Problem to work on: Copy all lines below that use the word "couchdb".

○ ○ ○ ○

PR #8838, opened 2024-02-01
Fix bug to correctly record Tasks Telemetry

Benmuiruri:
# Description

Record the correct Telemetry for Tasks Component. 
`tasks:load` on first time loading tasks 
`tasks:refresh` on subsequent visits to Tasks tab.

# Code review checklist

# Compose URLs

* [Core](https://staging.dev.medicmobile.org/_couch/builds_4/medic:medic:fix-tasks-telemetry/docker-compose/cht-core.yml)
* [CouchDB Single](https://staging.dev.medicmobile.org/_couch/builds_4/medic:medic:fix-tasks-telemetry/docker-compose/cht-couchdb.yml)
* [CouchDB Cluster](https://staging.dev.medicmobile.org/_couch/builds_4/medic:medic:fix-tasks-telemetry/docker-compose/cht-couchdb-clustered.yml)

# License


webapp/src/ts/modules/tasks/tasks.component.ts
```diff
@@ -155,20 +153,21 @@ export class TasksComponent implements OnInit, OnDestroy {
...
       this.loading = false;
       this.hasTasks = false;
       this.tasksActions.setTasksList([]);
     } finally {
+      const performanceName = this.tasksLoaded ? 'tasks:refresh' : 'tasks:load';
       this.trackPerformance?.stop({
-        name: this.tasksLoaded ? 'tasks:refresh' : 'tasks:load',
-        recordApdex: !this.tasksLoaded,
+        name: performanceName,
+        recordApdex: true,
```
latin-panda, line 166: Here, we only want to record the apdex for `tasks:load`

Benmuiruri: Why would we want to record only `tasks:load` from there?  `recordApdex: true` allows us to record both apdex from one place.

latin-panda: is the `task:refresh` only called when task tab loads? or triggered by something else?

Benmuiruri: First time we record `tasks:load`, subsequent visits we record `tasks:refresh`

https://github.com/medic/cht-core/assets/2597305/9215c155-f38f-4258-b277-3633c1a38522

latin-panda: Got it! Thanks for the video, then this makes sense

webapp/src/ts/modules/tasks/tasks.component.ts
```diff
@@ -105,15 +105,13 @@ export class TasksComponent implements OnInit, OnDestroy {
...
     this.currentLevel = this.sessionService.isOnlineOnly() ? Promise.resolve() : this.getCurrentLineageLevel();
-
     this.refreshTasks();
   }
 
   ngOnDestroy() {
     this.subscription.unsubscribe();
 
     this.tasksActions.setTasksList([]);
-    this.tasksActions.setTasksLoaded(false);
```
latin-panda, line 116: Why remove this? Is it because we keep tasks in the Store and not refreshing?

latin-panda (commented):
There is a unit test failing, can you please have a look?

webapp/src/ts/modules/tasks/tasks.component.ts
Benmuiruri: That was part of my understanding of the fix. If we setTasksLoaded as false on `ngOnDestroy()` it means when you navigate to a different tab then back to the Tasks Tab, you will always be logging `tasks:load` everytime

latin-panda: Yes, that's okay; it's the same behavior for the contacts, reports, and messages tab. Whenever the chw navigates to any of those tabs, it will record an Apdex; because the background processes can affect the experience every time the chw visits the tabs.

latin-panda, line 116: @Benmuiruri, based on yesterday's conversation, we rolled back this change. And just keep the one from L163 to L70

webapp/tests/karma/ts/modules/tasks/tasks.component.spec.ts
```diff
@@ -115,8 +114,6 @@ describe('TasksComponent', () => {
     expect(spySubscriptionsUnsubscribe.callCount).to.equal(1);
     expect(setTasksList.callCount).to.equal(1);
     expect(setTasksList.args[0]).to.deep.equal([[]]);
-    expect(setTasksLoaded.callCount).to.equal(1);
-    expect(setTasksLoaded.args[0]).to.deep.equal([false]);
```
latin-panda, line 119: Please rollback this test too.

latin-panda (changes requested):
Thanks Ben! Just two tiny things and we are good to go

latin-panda (approved):
LGTM! 

@ralfudx you can find the conversation about [this solution here](https://medic.slack.com/archives/C02GME3BQE6/p1706878600642449)

@Benmuiruri please upload a video with the test evidence, and also remember to update the ticket with the solution. Thanks for fixing this!

Benmuiruri:
Here's a video showing we now correctly record `tasks:refresh` and `
https://github.com/medic/cht-core/assets/2597305/53b1ecea-3ce7-4d92-a466-6e93410da9b7
`

Benmuiruri:
Here's a video showing we now correctly record tasks:refresh and tasks:load


https://github.com/medic/cht-core/assets/2597305/2af9c6d2-7351-4a09-a9db-a09308537f39

ralfudx (approved):
LG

○ ○ ○ ○

Response to the exercise:
* [CouchDB Single](https://staging.dev.medicmobile.org/_couch/builds_4/medic:medic:fix-tasks-telemetry/docker-compose/cht-couchdb.yml)
* [CouchDB Cluster](https://staging.dev.medicmobile.org/_couch/builds_4/medic:medic:fix-tasks-telemetry/docker-compose/cht-couchdb-clustered.yml)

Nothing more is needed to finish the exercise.